Cloud credentials (AWS_ACCESS_KEY_ID, AWS_SECRET_ACCESS_KEY, GOOGLE_APPLICATION_CREDENTIALS) are read by the server process but are never passed to sandbox processes. They are excluded from the sandbox environment allowlist.

Dependencies

  • S3: @aws-sdk/client-s3 (included)
  • GCS: @google-cloud/storage (optional peer dependency — install if using GCS)

Observability

Metrics

The /metrics endpoint exposes resume source breakdown:

# Cold resume by workspace source
ash_resume_cold_total{source="local"} 42
ash_resume_cold_total{source="cloud"} 8
ash_resume_cold_total{source="fresh"} 3

These are also available in the /health response under pool.resumeColdLocalHits, pool.resumeColdCloudHits, and pool.resumeColdFreshHits.

Log lines

Every resume emits a structured JSON log line to stderr:

{"type":"resume_hit","path":"cold","source":"cloud","sessionId":"abc-123","agentName":"qa-bot","ts":"2026-02-25T10:15:30.000Z"}

The source field (local, cloud, or fresh) tells you where the workspace came from.

Useful queries

# Cloud restore rate (indicates local cleanup is working and cloud is being used)
rate(ash_resume_cold_total{source="cloud"}[5m])

# Fresh start rate (indicates state loss — no backup available)
rate(ash_resume_cold_total{source="fresh"}[5m])

# Ratio of cold resumes that found a backup vs started fresh
(ash_resume_cold_total{source="local"} + ash_resume_cold_total{source="cloud"})
/ ash_resume_cold_total

Multi-Tenant Storage

For multi-tenant deployments, local snapshots are stored under tenant-scoped paths:

TenantPath
defaultdata/sessions/<sessionId>/workspace/
Otherdata/tenants/<tenantId>/sessions/<sessionId>/workspace/

Cloud snapshots are keyed by session ID only (tenant isolation is enforced at the API layer).

Design Decisions

  • Local-first, cloud-second: Local copy is synchronous and reliable. Cloud sync is async and additive.
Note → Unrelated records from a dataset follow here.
PR #140, opened 2018-04-27
Us102 create collection exercise

emilioward:
This PR allows for a user to create a new collection exercise with validation to ensure that a period cannot be entered if it already exists for a collection exercise for that survey.

Also added in missing validation for editing a collection exercise so that a user cannot change the period to one that already exists


emilioward:
[US102: INT User to Create a CE - After R17/18 (M)](https://trello.com/c/9VgewZXM/77-us102-int-user-to-create-a-ce-after-r17-18-m)

config.py
```diff
@@ -6,10 +6,24 @@ class Config(object):
...
     LOGGING_LEVEL = os.getenv('LOGGING_LEVEL', 'INFO')
+    SECURITY_USER_NAME = os.getenv('SECURITY_USER_NAME')
+    SECURITY_USER_PASSWORD = os.getenv('SECURITY_USER_PASSWORD')
+    BASIC_AUTH = (SECURITY_USER_NAME, SECURITY_USER_PASSWORD)
     USE_SESSION_FOR_NEXT = True
     RESPONSE_OPERATIONS_UI_SECRET = os.getenv('RESPONSE_OPERATIONS_UI_SECRET', "secret")
     SECURE_MESSAGE_URL = os.getenv('SECURE_MESSAGE_URL')
     BACKSTAGE_API_URL = os.getenv('BACKSTAGE_API_URL')
+
+    RM_COLLECTION_EXERCISE_SERVICE_HOST = os.getenv('RM_COLLECTION_EXERCISE_SERVICE_HOST',
```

If cloud fails, nothing breaks.
  • Full workspace copy, not deltas: Simpler, more reliable, easier to reason about. The trade-off is higher disk/bandwidth usage for large workspaces.
  • Cloud snapshots survive local cleanup: Enables long-term resume across machine migrations without unbounded local disk growth.
  • Cold cleanup is separate from idle sweep: Idle sweep kills live processes (expensive). Cold cleanup removes inert disk files (cheap). Different TTLs make sense — you want to reclaim process resources quickly but can afford to keep disk backups longer.